Thursday, 13 August 2009

what are my politics? I don't really know to be honest.

Sometimes I put myself down as a bit "flaky" in my politics, as a rather nerdy teenager I flirted with the old Liberal Party, before becoming a convinced lefty and sometime member of first Militant (now Socialist Party) then the SWP. I left militant partly 'cos I found their meetings dull, and preferred the SWP line on Stalinism and frankly the SWP were more active at my university (Militant were too busy with politics in the "real" word, which I now see was perfectly reasonable)
The SWP's strident, often sectarian and over simplistic politics soon began to wear thin with me and I started reading round the subject. Studying Anarchist critics of Leninism like Emma Goldmann and Peter Arshinov and later theorists (especially Murry Bookchin) but, I never really was a true Anarchist and I find the libertarian left nature of the Greens, really suits me best right now. My short attention span means my political theory is broad, but slightly shallow.
Still, within the Green Party we have our fallings out and disagreements, unfortunately sometimes the rivalries become rather too personal, which is a shame. Despite disagreements, I want to be in a broad based party with people from different traditions, coming together to fight for a common cause.

4 comments:

Jim Jepps said...

That was interesting - thanks

Derek Wall said...

Hey Nick you may worry you are 'politically flaky' but nobody else does, you seem thoughtful and commited.
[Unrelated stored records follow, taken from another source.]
PR #1313, opened 2017-08-08
Implement nonblocking IO in IPC server

### LINKED ISSUE #892: Freeze when scrolling fast between workspaces

ilyaluk:
Added client write buffer and handler for writable status on client
socket.

Also fixes #892.

### DIFF
--- a/sway/ipc-server.c
+++ b/sway/ipc-server.c
@@ -40,11 +40,15 @@ static const char ipc_magic[] = {'i', '3', '-', 'i', 'p', 'c'};
 
 struct ipc_client {
 	struct wlc_event_source *event_source;
+	struct wlc_event_source *writable_event_source;
 	int fd;
 	uint32_t payload_length;
 	uint32_t security_policy;
 	enum ipc_command_type current_command;
 	enum ipc_command_type subscribed_events;
+	size_t write_buffer_len;
+	size_t write_buffer_size;
+	char *write_buffer;
 };
 
 static list_t *ipc_get_pixel_requests = NULL;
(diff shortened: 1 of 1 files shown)


sway/ipc-server.c
```diff
@@ -249,6 +275,48 @@ int ipc_client_handle_readable(int client_fd, uint32_t mask, void *data) {
...
+		return 0;
+	}
+
+	memmove(client->write_buffer, client->write_buffer + written, client->write_buffer_len - written);
+	client->write_buffer_len -= written;
+
+	if (client->write_buffer_len == 0 && client->writable_event_source) {
+		wlc_event_source_remove(client->writable_event_source);
+		client->writable_event_source = NULL;
+	}
```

I agree with your comments, although I have always been in the green party myself and have been into ecosocialism since the early 1980s, its important to work with people with different views and a healthy party is plural and democratic, not monolithic or top down

TonyD said...

Hi Nick

I find that with my own politics that although parts of them are similar to some political ideologies and theories that have been assigned a name, the overall package is unique to me. I have decided that is the way it should be, we are all individuals and sometimes we agree with other individuals and sometimes we disagree with those same individuals.

Healthy but above all, honest, debate is what politics should be about - if you don't have a diverse range of people in your organisation you end up with groupthink and the sort of decison-making that leads to the economic situation we find ourselves in today.

It is both the blessing and the curse of the Green Party that we can have real stand-up rows with real honest emotions on display. As long as we remember the overall aim of the party, these rows should be welcomed.

Anonymous said...

I try to balance an inner steer (which is like yours libertarian socialism) with data, but this is hard. Sometimes it seems like the political class in the GP is far removed from the ecologists, climatologists and energy scientists. For example, going round Green Party blogs I subscribe to, I can't find out enough economics, climatology or science to defend wind turbines against the nay-sayers and attackers of planning permission. The Vestas coverage was abysmal in this respect. Even if I had the social skills to negotiate a point of view with angry rural innkeepers, I simply haven't got the requisite unvarnished data to hand. We need to be evidence-based about politics as well as values-based. Call me a technocrat if you like, but the lack of evidence encapsulates my difficulties with all but especially Green politics. I feel Green politics should ideally fuse the scientific and the social, but I'm at a loss here. And as you know, RV, the singular GP international priorities have used up my energies too. Thanks for writing your post, it got me thinking.